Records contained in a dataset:
^^^^^^^^

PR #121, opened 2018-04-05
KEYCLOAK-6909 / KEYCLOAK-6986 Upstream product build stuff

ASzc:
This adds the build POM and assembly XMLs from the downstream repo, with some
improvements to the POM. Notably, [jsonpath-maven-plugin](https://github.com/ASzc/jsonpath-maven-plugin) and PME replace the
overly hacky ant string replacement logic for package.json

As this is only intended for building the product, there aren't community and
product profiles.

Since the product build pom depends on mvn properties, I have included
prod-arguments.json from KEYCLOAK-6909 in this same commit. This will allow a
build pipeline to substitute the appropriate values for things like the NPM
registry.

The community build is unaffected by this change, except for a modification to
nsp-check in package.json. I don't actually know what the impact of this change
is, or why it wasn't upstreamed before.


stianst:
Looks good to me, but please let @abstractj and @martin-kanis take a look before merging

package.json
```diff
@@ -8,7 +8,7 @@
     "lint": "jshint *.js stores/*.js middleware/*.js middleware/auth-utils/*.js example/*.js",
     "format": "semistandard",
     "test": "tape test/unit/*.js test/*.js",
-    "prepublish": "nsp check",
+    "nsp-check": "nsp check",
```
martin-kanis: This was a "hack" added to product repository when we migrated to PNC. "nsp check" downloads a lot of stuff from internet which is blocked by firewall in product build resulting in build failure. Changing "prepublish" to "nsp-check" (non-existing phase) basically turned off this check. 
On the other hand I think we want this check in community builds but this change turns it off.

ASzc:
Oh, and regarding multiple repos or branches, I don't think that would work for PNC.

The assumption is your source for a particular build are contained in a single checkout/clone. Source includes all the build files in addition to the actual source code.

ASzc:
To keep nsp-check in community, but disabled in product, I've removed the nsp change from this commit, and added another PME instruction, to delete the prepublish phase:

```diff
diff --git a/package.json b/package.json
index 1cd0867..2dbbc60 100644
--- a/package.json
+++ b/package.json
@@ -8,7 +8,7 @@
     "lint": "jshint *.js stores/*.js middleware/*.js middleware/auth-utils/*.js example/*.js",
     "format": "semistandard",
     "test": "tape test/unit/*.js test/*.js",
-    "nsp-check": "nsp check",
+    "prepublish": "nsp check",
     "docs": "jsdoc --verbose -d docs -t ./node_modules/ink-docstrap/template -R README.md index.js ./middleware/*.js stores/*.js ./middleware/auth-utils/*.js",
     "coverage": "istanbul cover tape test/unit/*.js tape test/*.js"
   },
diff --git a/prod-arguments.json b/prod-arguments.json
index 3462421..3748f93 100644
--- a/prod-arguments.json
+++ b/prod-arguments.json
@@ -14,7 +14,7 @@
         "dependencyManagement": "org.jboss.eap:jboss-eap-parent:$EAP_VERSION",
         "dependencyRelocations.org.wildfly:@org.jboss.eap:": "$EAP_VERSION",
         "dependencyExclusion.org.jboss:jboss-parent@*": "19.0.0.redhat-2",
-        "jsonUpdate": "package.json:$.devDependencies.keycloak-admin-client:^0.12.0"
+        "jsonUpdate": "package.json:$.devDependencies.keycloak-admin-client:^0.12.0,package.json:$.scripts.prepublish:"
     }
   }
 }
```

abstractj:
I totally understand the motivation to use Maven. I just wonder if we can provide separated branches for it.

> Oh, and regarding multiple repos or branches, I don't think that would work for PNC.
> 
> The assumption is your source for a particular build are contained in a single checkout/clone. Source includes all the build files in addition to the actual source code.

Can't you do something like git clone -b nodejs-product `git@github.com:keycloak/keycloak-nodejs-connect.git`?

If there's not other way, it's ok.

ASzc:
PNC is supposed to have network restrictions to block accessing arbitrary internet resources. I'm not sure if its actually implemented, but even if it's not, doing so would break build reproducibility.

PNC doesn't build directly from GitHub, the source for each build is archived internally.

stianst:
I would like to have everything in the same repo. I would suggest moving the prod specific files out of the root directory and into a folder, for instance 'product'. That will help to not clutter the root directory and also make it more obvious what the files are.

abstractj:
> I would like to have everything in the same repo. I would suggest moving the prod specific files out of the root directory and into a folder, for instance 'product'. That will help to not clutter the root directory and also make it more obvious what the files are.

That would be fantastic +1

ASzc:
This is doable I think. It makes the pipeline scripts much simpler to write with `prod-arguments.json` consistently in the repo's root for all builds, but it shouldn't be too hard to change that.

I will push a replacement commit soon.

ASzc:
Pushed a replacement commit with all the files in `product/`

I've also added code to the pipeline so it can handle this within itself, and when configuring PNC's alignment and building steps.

^^^^^^^^

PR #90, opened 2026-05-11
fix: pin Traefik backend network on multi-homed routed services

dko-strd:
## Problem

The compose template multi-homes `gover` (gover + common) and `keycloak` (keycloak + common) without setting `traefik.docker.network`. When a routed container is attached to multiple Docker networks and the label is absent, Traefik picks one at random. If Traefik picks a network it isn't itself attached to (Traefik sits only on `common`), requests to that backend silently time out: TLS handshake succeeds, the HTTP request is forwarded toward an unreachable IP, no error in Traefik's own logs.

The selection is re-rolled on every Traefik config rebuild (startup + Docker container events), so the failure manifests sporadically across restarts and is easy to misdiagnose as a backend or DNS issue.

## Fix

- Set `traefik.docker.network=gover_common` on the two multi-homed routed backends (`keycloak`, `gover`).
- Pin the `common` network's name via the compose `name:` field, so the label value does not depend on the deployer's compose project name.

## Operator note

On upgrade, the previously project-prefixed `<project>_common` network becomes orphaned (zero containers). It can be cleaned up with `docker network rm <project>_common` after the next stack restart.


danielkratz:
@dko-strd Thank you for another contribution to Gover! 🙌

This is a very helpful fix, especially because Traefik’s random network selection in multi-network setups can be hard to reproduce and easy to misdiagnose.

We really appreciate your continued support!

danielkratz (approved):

^^^^^^^^

### Task instructions
Return, from the data, each line where the string "change" occurs.

### Output of the exercise
The community build is unaffected by this change, except for a modification to
nsp-check in package.json. I don't actually know what the impact of this change
On the other hand I think we want this check in community builds but this change turns it off.
To keep nsp-check in community, but disabled in product, I've removed the nsp change from this commit, and added another PME instruction, to delete the prepublish phase:
This is doable I think. It makes the pipeline scripts much simpler to write with `prod-arguments.json` consistently in the repo's root for all builds, but it shouldn't be too hard to change that.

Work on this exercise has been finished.